By IKKO ISHIDA/ Staff Writer
January 10, 2022 at 07:00 JST
FUKUOKA--Kifun Kim found a new sense of purpose in life when she enrolled at night classes for reading and writing Japanese at the age of 74.
Kim came to Japan from the Korean Peninsula about 80 years ago when it was under Japanese colonial rule to marry her Japan-born Korean husband who was working at a coal mine in Iizuka, Fukuoka Prefecture.
She raised five children while working at a vegetable stand, a clothing shop and as a peddler, among others.
But Kim never had the opportunity to learn how to read and write Japanese. She was unable even to write her own name in the visitors’ list when she went to her children’s schools or took them to hospital.
When Chiyo Junior High School near her home in Fukuoka’s Hakata Ward opened the night classes, Kim was the first student to show up on the first day.
Kim always sat in the center of the front row and became the most famous face in the class. She almost never missed a class in about 20 years.
A collection of jottings by students contains a passage that she wrote: “Studying has always been my dream since my childhood. School is my purpose in life.”
The classes are offered for those who did not have the chance to learn how to read and write Japanese due to various circumstances.
Kim diligently practiced writing Japanese characters in her notebooks. One is tightly filled with words in hiragana script, while another is filled with her repetitive attempts to write kanji characters.
When she learned enough to be able to read a sign along a street where she frequently walked, an overjoyed Kim went there every day to read it over and over again. The sign said, “This road comes to a dead end.”
Her dream was to read newspapers.
“Newspapers are difficult because they are written with (so many) kanji. I’d be asking too much if I want to read newspapers,” she once said with a smile.
Kim’s goal was to live to be 100. But she died in November 2020 at the age of 97.

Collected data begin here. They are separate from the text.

PR #764, opened 2022-03-21
fix(component): dont open select on focus

rtalvarez:
## What?

Don't open the select component when focus occurs

## Why?

It is not intended behavior, it's not native behavior, and nobody else does this.
It also creates some issues with modals, if the select is the first element it auto expands it causing weird UX

https://user-images.githubusercontent.com/6025510/159347918-22b5b472-5de1-4be6-95aa-c74019bb2653.mov

## Testing/Proof

Verified locally

### DIFF
--- a/packages/big-design/src/components/MultiSelect/MultiSelect.tsx
+++ b/packages/big-design/src/components/MultiSelect/MultiSelect.tsx
@@ -330,8 +330,6 @@ export const MultiSelect = typedMemo(
                 !isOpen && openMenu();
               },
               onFocus: (event) => {
-                !isOpen && openMenu();
-
                 if (typeof props.onFocus === 'function') {
                   props.onFocus(event);
                 }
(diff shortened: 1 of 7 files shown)


MariaJose (commented):
Looks good 👍🏼 , just curious if we want to apply the same logic for the `multiSelect` component as well?

chanceaclark (approved):

MariaJose (approved):

jorgemoya (commented):
Can you do the same for `MultiSelect`?

packages/big-design/src/components/MultiSelect/MultiSelect.tsx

A private gathering was planned at the time to remember her, but it was called off due to the novel coronavirus pandemic.
It was finally held with about 70 people in attendance on Nov. 3, ahead of the first anniversary of her death, in the classroom where she sat for all those years.
Photos of her smiling and dancing cheerfully, as well as her notebooks filled with Japanese characters, were lined up at the venue.
During the gathering, the attendees were told how Kim had compared her class to a pair of glasses.
“The reading and writing class is a pair of glasses for me,” she wrote. “I couldn’t see things even close to me, but now I can see things so far away.”